# Question about changes to the language in the NIV



## Relztrah (May 6, 2020)

I have noticed some changes in the language of newer editions of the NIV. For example:

Psalm 103:15

NIV 1995: As for man, his days are like grass, he flourishes like a flower of the field;

NIV 2011: The life of mortals is like grass, they flourish like a flower of the field;

Is this an accommodation to gender neutral language or an attempt at a more precise translation of the Hebrew?


----------



## Hamalas (May 6, 2020)

Gender neutral. The 2011 edition stirred quite a bit of controversy for reworking the entire translation along those lines.


----------



## Jack K (May 6, 2020)

Yes, it is an accommodation to gender-neutral language, and it is found throughout the 2011 revision. The question that matters is _why_ gender-neutral changes were made. The publisher has said quite forcefully that the reason behind the change has NOT been a desire to remove gender from the Bible, but rather a desire to communicate clearly to today's readers who are likely to draw false conclusions where gender-specific terms are retained in the translation. So by that view, it is both an accommodation to today's English usage and an attempt to be more precise in translation in light of that changing English usage.

For example, in the verse you cited, the publisher would likely say the word _man_ was changed to _mortals_ not to make a point about men and women but rather to more clearly communicate the passage's meaning to readers who might otherwise think it seems to be saying women are not included in being like the flowers of the field, since the Hebrew word can apply to both males and females and clearly does in this case.

Their argument is sound enough. Gender usage in English _is_ rapidly changing. Compared to thirty years ago when the older NIV was published, many more readers would be likely to read _man_ in that verse and think it sounds like women are excluded, and avoiding misconceptions is a good translation goal. But plenty of folks also suspect there is a larger agenda at play, and perhaps they are right. The issue is complex, for sure.

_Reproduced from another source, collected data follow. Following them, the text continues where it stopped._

PR #128, opened 2022-08-31
Implement MetricDot component

### LINKED ISSUE #121: MetricDot
Implement the metric dot component. See [ActNow Design System](https://www.figma.com/file/YN7x6bJmSfRHaovP5ABKu2/ActNow-Design-System) and [Figma - Monkeypox](https://www.figma.com/file/OG0YkSXfO6YNPfq21jRq42/Monkeypox) for examples in context

Image

pnavarrc:
Close #121 

image

## Changes

- Implement MetricDot component
- Update @actnowcoalition/metrics to the latest version so we can use `metric.getColor`
- Drive-by: Declare and export the `LabelIconProps` interface

## Notes

- We need to do a bit of research before we make this component accessible, so punting on that for now.

### DIFF
--- a/packages/ui-components/src/components/MetricDot/MetricDot.tsx
+++ b/packages/ui-components/src/components/MetricDot/MetricDot.tsx
@@ -1,0 +1,45 @@
+import React from "react";
+import { Region } from "@actnowcoalition/regions";
+import { Metric } from "@actnowcoalition/metrics";
+import { useMetricCatalog } from "../MetricCatalogContext";
+import { Dot, PlaceholderDot } from "./MetricDot.style";
+
+export interface MetricDotProps {
+  /** Region for which we want to represent the current level */
+  region: Region;
+  /** Metric for which we want to represent the current level */
+  metric: Metric | string;
+}
+
+/**
+ * The MetricDot component shows a colored dot that represents current level
+ * or category for a given metric and region. The component is still rendered
+ * for metrics that don't have levels or categories to keep spacing and
+ * alignment consistent across metrics.
+ */
+const MetricDot: React.FC<MetricDotProps> = ({
+  region,
+  metric: metricOrId,
+}) => {
+  const metricCatalog = useMetricCatalog();
+  // TODO: Maybe add a method to the metricCatalog?
+  const metric =
+    typeof metricOrId === "string"
+      ? metricCatalog.getMetric(metricOrId)
+      : metricOrId;
+
+  if (!metric.levelSet || !metric.categories) {
+    return <PlaceholderDot />;
+  }
+
+  const { data, error } = metricCatalog.useData(region, metric);
+  if (error || !data) {
+    return <PlaceholderDot />;
+  }
+
+  // TODO: Find out accessibility best practices for this component
+  const color = metric.getColor(data.currentValue);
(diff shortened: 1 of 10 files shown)


packages/ui-components/src/components/MetricDot/MetricDot.tsx
```diff
@@ -0,0 +1,45 @@
...
+
+export interface MetricDotProps {
+  /** Region for which we want to represent the current level */
+  region: Region;
+  /** Metric for which we want to represent the current level */
+  metric: Metric | string;
+}
+
+/**
+ * The MetricDot component shows a colored dot that represents current level
```
mikelehen: nit: "represents current" => "represents the current"

packages/ui-components/src/components/MetricDot/MetricDot.tsx
```diff
@@ -0,0 +1,45 @@
...
+ * or category for a given metric and region. The component is still rendered
+ * for metrics that don't have levels or categories to keep spacing and
+ * alignment consistent across metrics.
+ */
+const MetricDot: React.FC<MetricDotProps> = ({
+  region,
+  metric: metricOrId,
+}) => {
+  const metricCatalog = useMetricCatalog();
+  // TODO: Maybe add a method to the metricCatalog?
```
mikelehen, line 25: I've been thinking this too.  I think maybe I'll just make `getMetric()` accept `string|Metric`

packages/ui-components/src/components/MetricDot/MetricDot.tsx
```diff
@@ -0,0 +1,45 @@
...
+  const metric =
+    typeof metricOrId === "string"
+      ? metricCatalog.getMetric(metricOrId)
+      : metricOrId;
+
+  if (!(metric.levelSet || metric.categories)) {
```
mikelehen, line 31: I wonder if we should have a `metric.isColorable` property or maybe make `metric.getColor()` have some "default" behavior (return "transparent"?) or something.  But this is fine for now.

packages/ui-components/src/stories/mockMetricCatalog.ts
```diff
@@ -28,14 +29,31 @@ const testMetricDefs: MetricDefinition[] = [
...
 ];
-export const metricCatalog = new MetricCatalog(testMetricDefs, dataProviders);
+
+const metricLevelSets = [
+  {
+    id: "cases_mock",
+    levels: [
+      { id: "low", color: theme.palette.severity[100] },
+      { id: "medium", color: theme.palette.severity[200] },
+      { id: "high", color: theme.palette.severity[500] },
```
mikelehen: nit: Consider adding `name` like we talked about?  You don't need it for `MetricDot` but we probably will for other components.

mikelehen (approved):
Nice! Couple optional nits, but looks good!

packages/ui-components/src/components/MetricDot/MetricDot.tsx
pnavarrc: I think `metric.isColorable` might be better, transparent kind of works in this case but probably not in general. In some cases we will need to know about levels and categories (to be able to render the legend for the metric)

Reactions: Like 1 | Informative 1


----------



## Jack K (May 6, 2020)

One related note, where my work gives me an insider view...

I am told it is now fairly standard practice among the major evangelical publishers, in new books, to discourage the use of _man_ when all of humanity is in mind. I am instructed to edit such uses and make them gender-neutral where possible, and to encourage authors to embrace such edits. This does not feel to me like it is because these publishers have a liberal agenda (they generally seem staunchly conservative), but because they realize the terminology surrounding _man,_ which Bible readers have become accustomed to in times past, often miscommunicates or sounds odd today.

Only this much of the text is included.